| EXERCISE DATA |
PR #303, opened 2017-06-28
Mc add go project structure

mcharawi:


cmd/root.go
```diff
@@ -0,0 +1,88 @@
+// Copyright © 2017 NAME HERE <EMAIL ADDRESS>
```
kevgo: Please remove this legalese boilerplate comment.

cmd/root.go
```diff
@@ -0,0 +1,88 @@
...
+	}
+}
+
+func init() {
+	cobra.OnInitialize(initConfig)
+
+	// Here you will define your flags and configuration settings.
+	// Cobra supports persistent flags, which, if defined here,
+	// will be global for your application.
+	RootCmd.PersistentFlags().StringVar(&cfgFile, "config", "", "config file (default is $HOME/.exo-go.yaml)")
```
kevgo: Comment this out for now, we don't use config files.

cmd/root.go
```diff
@@ -0,0 +1,88 @@
...
+
+	// Cobra also supports local flags, which will only run
+	// when this action is called directly.
+	RootCmd.Flags().BoolP("toggle", "t", false, "Help message for toggle")
```
kevgo: comment out

bin/setup
```diff
@@ -0,0 +1,4 @@
+#!/usr/bin/env bash
+set -e
+
+go get github.com/mitchellh/go-homedir github.com/spf13/viper github.com/mattn/go-shellwords github.com/termie/go-shutil
```
kevgo: Please use [glide](https://github.com/Masterminds/glide) for dependency management, instead of hard-coding the dependencies here.

cmd/root.go
```diff
@@ -0,0 +1,88 @@
...
+		// Search config in home directory with name ".exo-go" (without extension).
+		viper.AddConfigPath(home)
+		viper.SetConfigName(".exo-go")
+	}
+
+	viper.AutomaticEnv() // read in environment variables that match
+
+	// If a config file is found, read it in.
+	if err := viper.ReadInConfig(); err == nil {
+		fmt.Println("Using config file:", viper.ConfigFileUsed())
```
kevgo: I think we can comment out this whole method body, since we don't use config files for now.

exo_go_test.go
```diff
@@ -0,0 +1,62 @@
...
+// the temp dir in which the test repos live
+var testRoot string
+
+// the output of the last command run
+var output string
+
+// Cucumber step definitions
+func FeatureContext(s *godog.Suite) {
+
+	s.Step(`^it prints:$`, func(text *gherkin.DocString) error {
```
kevgo: Let's name the parameter `expected`, so that we know this is the expected text.

exo_go_test.go
```diff
@@ -0,0 +1,62 @@
...
+			return errors.New("output does not match")
+		}
+		return nil
+	})
+
+	s.Step(`^running "([^"]*)"$`, func(command string) (err error) {
+		command = makeCrossPlatformCommand(command)
+		words, err := shellwords.Parse(command)
+		check(err)
+		err = run(words)
```
kevgo: this err is not used

exo_go_test.go
```diff
@@ -0,0 +1,62 @@
...
+		fmt.Println(output)
```
kevgo: remove debug statement

features/version.feature
```diff
@@ -0,0 +1,15 @@
...
+  So that I know whether I am up to date, and can work with customer support on investigating issues.
+
+  - run "exo-go version" to see the version of Exosphere you are running
+
+
+  Scenario: displaying the version
+    When running "exo-go version"
+    Then it prints:
+      """
+      Exosphere-Go v\d+\.\d+(\.\d+)?
```
kevgo, line 14: Woohoo for using a regex here!

helpers_test.go
```diff
@@ -0,0 +1,85 @@
...
+	shutil "github.com/termie/go-shutil"
+	"io/ioutil"
+	"os"
+	"os/exec"
+	"path/filepath"
+	"strings"
+)
+
+func commitAllChanges() {
+	err := run([]string{"git", "add", "-A"})
```
kevgo: Use a variadic function to make this interface nicer:

```go
err := run("git", "add", "-A")
```

Example implementation at 
https://github.com/Originate/git-town/blob/master/src/util/util.go#L45

helpers_test.go
```diff
@@ -0,0 +1,85 @@
...
+	checkText(err, output)
```
kevgo: Where does output come from? Do we have to use global variables here? Can you return `output` from `run`?

helpers_test.go
```diff
@@ -0,0 +1,85 @@
...
+
+func checkText(e error, text string) {
+	if e != nil {
+		fmt.Println(text)
+		panic(e)
+	}
+}
+
+func makeCrossPlatformCommand(command string) string {
+	if os.PathSeparator == '\\' {
```
kevgo: Alternative, slightly more readable version:

```go
if runtime.GOOS == "windows" {
```

helpers_test.go
```diff
@@ -0,0 +1,85 @@
...
+		command = strings.Replace(command, "/", "\\\\", -1)
```
kevgo: Use https://golang.org/pkg/path/filepath/#FromSlash

helpers_test.go
```diff
@@ -0,0 +1,85 @@
...
+		command = strings.Replace(command, "bin\\spec", "bin\\spec.cmd", -1)
+	}
+	return command
+}
+
+// Runs the given command, stores the output in "output"
+func run(commands []string) (err error) {
+	if commands[0] == "morula" && !containsColorArgument(commands) {
```
kevgo: morula??

helpers_test.go
```diff
@@ -0,0 +1,85 @@
...
+
+// Returns the project names in the given human-friendly project name list
+func splitProjectNames(projectNames string) (result []string) {
+	for _, projectName := range strings.Split(projectNames, "and") {
+		result = append(result, strings.Trim(projectName, " \""))
+	}
+	return
+}
+
+func switchBranch(branchName string) {
```
kevgo: This doesn't seem to be used. Why do you want to switch Git branches here?

kevgo (commented):
Good stuff! I assume you are going to fill in the command source code later.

| WHAT YOU WILL DO |
When the word "filepath" occurs in a line above, list that line.

| RESULT OF THE TASK |
+	"path/filepath"
kevgo: Use https://golang.org/pkg/path/filepath/#FromSlash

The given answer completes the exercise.